- **What this task involves**
In the entries below, find each line bearing the string "models" and copy it.

*** Material provided ***

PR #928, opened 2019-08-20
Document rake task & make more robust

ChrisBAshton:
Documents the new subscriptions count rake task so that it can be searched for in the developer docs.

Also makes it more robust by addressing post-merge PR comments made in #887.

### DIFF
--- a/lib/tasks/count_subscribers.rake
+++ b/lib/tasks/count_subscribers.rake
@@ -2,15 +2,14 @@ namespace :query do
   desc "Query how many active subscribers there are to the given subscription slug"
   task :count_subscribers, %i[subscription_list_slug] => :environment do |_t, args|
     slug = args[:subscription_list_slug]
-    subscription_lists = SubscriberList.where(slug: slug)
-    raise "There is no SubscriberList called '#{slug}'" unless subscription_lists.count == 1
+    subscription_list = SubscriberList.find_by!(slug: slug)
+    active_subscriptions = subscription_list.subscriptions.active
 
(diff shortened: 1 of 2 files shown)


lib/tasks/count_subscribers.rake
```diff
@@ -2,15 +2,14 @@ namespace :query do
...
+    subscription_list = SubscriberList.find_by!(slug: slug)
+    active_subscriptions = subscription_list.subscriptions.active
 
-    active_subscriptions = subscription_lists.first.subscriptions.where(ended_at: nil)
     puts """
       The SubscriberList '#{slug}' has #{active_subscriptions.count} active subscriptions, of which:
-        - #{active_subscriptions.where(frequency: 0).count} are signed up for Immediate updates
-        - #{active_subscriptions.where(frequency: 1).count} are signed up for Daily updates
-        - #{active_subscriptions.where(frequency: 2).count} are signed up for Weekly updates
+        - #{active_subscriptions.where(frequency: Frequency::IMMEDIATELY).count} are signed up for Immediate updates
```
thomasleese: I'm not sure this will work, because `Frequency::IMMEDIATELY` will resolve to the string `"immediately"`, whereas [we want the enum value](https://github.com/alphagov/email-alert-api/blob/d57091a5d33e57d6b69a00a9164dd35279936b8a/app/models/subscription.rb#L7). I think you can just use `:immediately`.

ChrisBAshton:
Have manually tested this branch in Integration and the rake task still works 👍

*** End of Material provided ***
*** Material provided ***

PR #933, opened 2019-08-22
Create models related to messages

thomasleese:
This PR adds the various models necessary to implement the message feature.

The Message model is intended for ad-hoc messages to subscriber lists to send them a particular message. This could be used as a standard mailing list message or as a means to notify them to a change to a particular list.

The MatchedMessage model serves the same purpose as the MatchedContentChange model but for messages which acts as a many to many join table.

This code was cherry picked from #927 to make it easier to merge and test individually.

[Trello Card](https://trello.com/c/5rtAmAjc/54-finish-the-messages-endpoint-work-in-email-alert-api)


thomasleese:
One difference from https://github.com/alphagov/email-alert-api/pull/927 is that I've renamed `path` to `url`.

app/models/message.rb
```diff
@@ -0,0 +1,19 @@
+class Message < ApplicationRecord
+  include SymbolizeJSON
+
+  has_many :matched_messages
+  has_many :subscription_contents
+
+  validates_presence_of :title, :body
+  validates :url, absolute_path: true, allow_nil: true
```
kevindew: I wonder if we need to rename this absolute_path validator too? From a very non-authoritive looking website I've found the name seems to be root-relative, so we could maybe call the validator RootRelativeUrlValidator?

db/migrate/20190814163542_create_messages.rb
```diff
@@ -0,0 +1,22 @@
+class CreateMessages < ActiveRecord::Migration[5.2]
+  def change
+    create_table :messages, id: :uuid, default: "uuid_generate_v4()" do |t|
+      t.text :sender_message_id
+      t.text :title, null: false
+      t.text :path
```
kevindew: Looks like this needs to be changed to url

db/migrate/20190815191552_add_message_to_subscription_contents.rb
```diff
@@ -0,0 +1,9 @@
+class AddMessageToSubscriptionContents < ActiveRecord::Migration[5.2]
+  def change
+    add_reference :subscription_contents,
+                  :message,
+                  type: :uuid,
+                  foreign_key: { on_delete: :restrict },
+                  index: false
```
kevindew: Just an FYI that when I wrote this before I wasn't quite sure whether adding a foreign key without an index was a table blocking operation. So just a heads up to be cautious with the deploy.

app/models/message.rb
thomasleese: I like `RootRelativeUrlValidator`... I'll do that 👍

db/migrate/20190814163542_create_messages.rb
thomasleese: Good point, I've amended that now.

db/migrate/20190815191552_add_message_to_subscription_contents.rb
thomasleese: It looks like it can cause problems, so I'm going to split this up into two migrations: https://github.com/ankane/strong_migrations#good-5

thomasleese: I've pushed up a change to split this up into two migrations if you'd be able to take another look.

*** End of Material provided ***

- **Answer to this task**
thomasleese: I'm not sure this will work, because `Frequency::IMMEDIATELY` will resolve to the string `"immediately"`, whereas [we want the enum value](https://github.com/alphagov/email-alert-api/blob/d57091a5d33e57d6b69a00a9164dd35279936b8a/app/models/subscription.rb#L7). I think you can just use `:immediately`.
Create models related to messages
This PR adds the various models necessary to implement the message feature.
app/models/message.rb
app/models/message.rb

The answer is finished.